# zuletzt



## Platinum1973

¡Hola Amigos!

"Militante Palästinenser feuerten *zuletzt* Raketen auf israelisches Gebiet."

La última vez, militantes palestinos dispararon cohetes....
Recientemente, militantes palestinos dispararon cohetes....

¿Cuál es la traducción correcta/exacta de "zuletzt" en este caso?

¡Muchas gracias de antemano!  

Artículo completo / Deutsche Welle:

Im Gazastreifen sind vier Palästinenser bei israelischen Luftangriffen getötet worden. 50 weitere Menschen wurden verletzt. Nach Angaben der israelischen Armee waren zwei israelische Soldaten an der Grenze durch Schüsse verletzt worden. Als Reaktion habe Israels Luftwaffe einen Militärposten der im Gazastreifen herrschenden radikalislamischen Hamas angegriffen. Die Spannungen zwischen Israel und der Hamas im Gazastreifen sind derzeit auf einem Höhepunkt. *Militante Palästinenser feuerten zuletzt Raketen* auf israelisches Gebiet. Israels Luftwaffe reagiert darauf immer wieder mit Luftangriffen.


----------



## ayuda?

Platinum1973 said:


> ¡Hola Amigos!
> *
> "Militante Palästinenser feuerten **zuletzt **Raketen auf israelisches Gebiet."*



*Yo diríá:*
..._als letzte_ (*como último*)
...die Palästinenser devuelven el fuego como último paso del proceso

● A ver qué dicen los nativos.


----------



## Tonerl

Militante Palästinenser feuerten _*zuletzt (zu guter Letzt/zum Schluss/letzten Endes/letzlich)*_ Raketen auf israelisches Gebiet


----------



## anahiseri

yo no veo muy claro el uso de *zuletzt* aquí. 
Normalmente, este adverbio se utiliza para dar a entender que un evento es el último en una serie. En este ejemplo, no está clara la referencia a esta serie o secuencia. 
las traducciones que propone Tonerl tienen connotaciones muy distintas entre sí.


----------



## Tonerl

_*las traducciones que propone Tonerl tienen connotaciones muy distintas entre sí 


Meine Vorschläge, die ich oben machte, haben "allesamt" mit dem Adverb "zuletzt" zu tun, sind sie  doch Synonyme, oder lexikalische" Ausdrücke und Zeichen, die den gleichen oder einen sehr ähnlichen Bedeutungsumfang haben !*_

Hier, in diesem Fall, kann man dieses Adverb _*"zuletzt"*_ mehrdeutig interpretieren, aber meiner Meinung nach waren die Palästinenser nicht die _*"Letzten"*_, die Raketen auf israelisches Gebiet abfeuerten, sondern reagierten _*"letztendlich/zum Schluss/am Ende"*_ auf die Spannungen zwischen beiden Ländern mit diesem Raketenangriff !


----------



## anahiseri

Tonerl said:


> aber meiner Meinung nach waren die Palästinenser nicht die _*"Letzten"*_, die Raketen auf israelisches Gebiet abfeuerten,


Nein, sie waren nicht die Letzten, denn  "Israels Luftwaffe reagiert darauf immer wieder mit Luftangriffen"

vamos, que 


ayuda? said:


> .die Palästinenser devuelven el fuego como último paso del proceso


de eso nada, que luego disparan los israelíes.


----------



## Platinum1973

¡Muchas gracias, _ayuda, Tonerl_ y _anahiseri_ por sus contribuciones!

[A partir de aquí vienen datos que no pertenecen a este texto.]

PR #1388, opened 2016-07-27
Create categories array, if only one category given

3c7:
#### What does it do?

Handles categories from returning module values as the values and types. If only one category given and it is not in an array, create an array with that value.
#### Questions
- [x] On our test environment
  #### Release Type:
- [ ] Major
- [ ] Minor
- [X] Patch


iglocska:
Good idea, thanks.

Exactamente, Anahiseri. De ahí viene mi duda. Es decir, no tiene sentido que Palestina haya lanzado los cohetes como última acción en este enfrentamiento concreto....Más bien, al revés, ¿no?

Yo siempre había entendido "zuletzt" de la forma que explica Tonerl, pero entre las muchas traducciones de este adverbio, encontré "*recientemente*", que parece tener más sentido en este caso, aunque entiendo que esta interpretación no sea frecuente.

¿Qué opinan ustedes?

A continuación, el extracto de un artículo relacionado:

"*Als Reaktion auf den Raketenbeschuss kündigte Israels Regierungschef Benjamin Netanjahu weitere Vergeltungsangriffe* auf Ziele von Islamistengruppen in dem Palästinensergebiet sowie eine Truppenverstärkung an. Er habe die Armee angewiesen, ihre "massiven Angriffe auf Terrorziele im Gazastreifen" aufrechtzuerhalten, sagte Netanjahu zu Beginn einer Kabinettssitzung in Jerusalem. Überdies solle die Armee die Truppen rund um den Gazastreifen "mit Panzern sowie Truppen von Artillerie und Infanterie" verstärken".

¡Muchas gracias!


----------